Thanks for everything, Bob T.

A student's relationship with a top-10, private university normally goes something like this:

Student pays about $35,000 a year in tuition (less financial aid) for the right to attend four or five courses per semester along with approximately 30 other students; each of those courses is taught by a single faculty member, who likely makes herself available outside of class to all of her students at once during office hours.

But at Duke, at least for several hundred seniors given the opportunity to pursue graduation with distinction, that relationship has been turned on its head.

Many of us are being paid to work one-on-one with a professor, studying something that we want to study. The experience of writing a thesis is an extraordinarily stimulating one that can also serve as a valuable academic qualification; it is an unprecedented opportunity, and it easily tops any internship.

If only I could find the time to sit down and actually finish mine...

Duke is unique in that multiple departments offer such financial support to undergraduates, and in that faculty are given incentives to mentor such research projects. And thankfully, increasing numbers of students are able to take advantage of Duke's status as a major research university.

Recent efforts to bolster financial support and faculty mentorship have more than tripled the number of undergraduates who are graduating with distinction in their majors or engaging in other forms of mentored research.

Much of this is thanks to the efforts of longtime Dean of Trinity College Robert Thompson, who announced his retirement last week following an 11-year tenure as dean of undergraduate affairs and then dean of Trinity College.

His retirement, effective in August, comes on the heels of the administrative restructuring associated with the newly created position of dean of undergraduate education. Whether there is a causal relationship between them is something that the Allen Building will never discuss publicly-and something that is ultimately irrelevant.

Eleven years is a long time to be dean, and Thompson has a lot to show for his efforts.

He has spent more time in the trenches expanding the academic opportunities available to undergraduates than perhaps any other administrator in recent memory. In conjunction with Provost Peter Lange, former Dean of the Faculty of Arts and Sciences William Chafe and his successor, George McLendon, Thompson promoted a wide array of renovations, programs and support structures that many of us take for granted.

Lange described Thompson as the "driving administrative force" behind several programs that provide crucial academic support for undergraduates. One of them, the Peer Tutoring Program, allows undergraduates to receive free tutoring in core subjects, a service formerly granted only to athletes. Another is the Writing Studio, where students can meet with graduate and postgraduate tutors to get feedback on their papers and projects.

In conjunction with the Community Service Center, various academic departments and community leaders, Thompson helped generate a wide array of opportunities integrating community service and academic coursework. Chafe pointed to the development of such opportunities as one of Thompson's biggest accomplishments, setting the stage for the recent launch of the $30-million DukeEngage program.

In 2005, amidst bickering on the Arts and Sciences Council on the issue of student access to course evaluations, Thompson and McLendon funded a student-run course evaluation system that is still operating today.

And next year, students will have access to the Teaching and Learning Center, currently under construction in Perkins Library.

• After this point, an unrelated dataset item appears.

PR #464, opened 2017-08-16
Change NPY_CHAR to NPY_STRING

Titan-C:
I recompiled my triqs from master and started seeing a lot of deprecation warnings regarding NPY_CHAR. This small patch fixes it.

"It's a classroom complex that's very well equipped. While it allows more traditional forms of teaching, it's also extremely well equipped to enable more informed and advanced forms of teaching," Lange said. He added that the project was largely due to the "enormous attention [Thompson has] given to teaching, to independent study, to team research."

In summarizing his tenure, Chafe said, "What Bob did was to bring together a superb group of people to elevate the quality of Duke's undergraduate education to the point where it became one of the best and most recognized experiences in the country."

Thompson and I have not always agreed on everything. As a member of the Campus Culture Initiative Steering Committee, which Thompson cochaired with Vice President for Student Affairs Larry Moneta, I was strongly opposed to several of the committee's key recommendations. As a student in Trinity, which implemented Curriculum 2000 in 1999, I was not pleased (to say the least) to have to sit through three semesters of Latin.

But in the end, it all comes back to my thesis.

Elliott Wolf is a Trinity senior. His column runs every Thursday.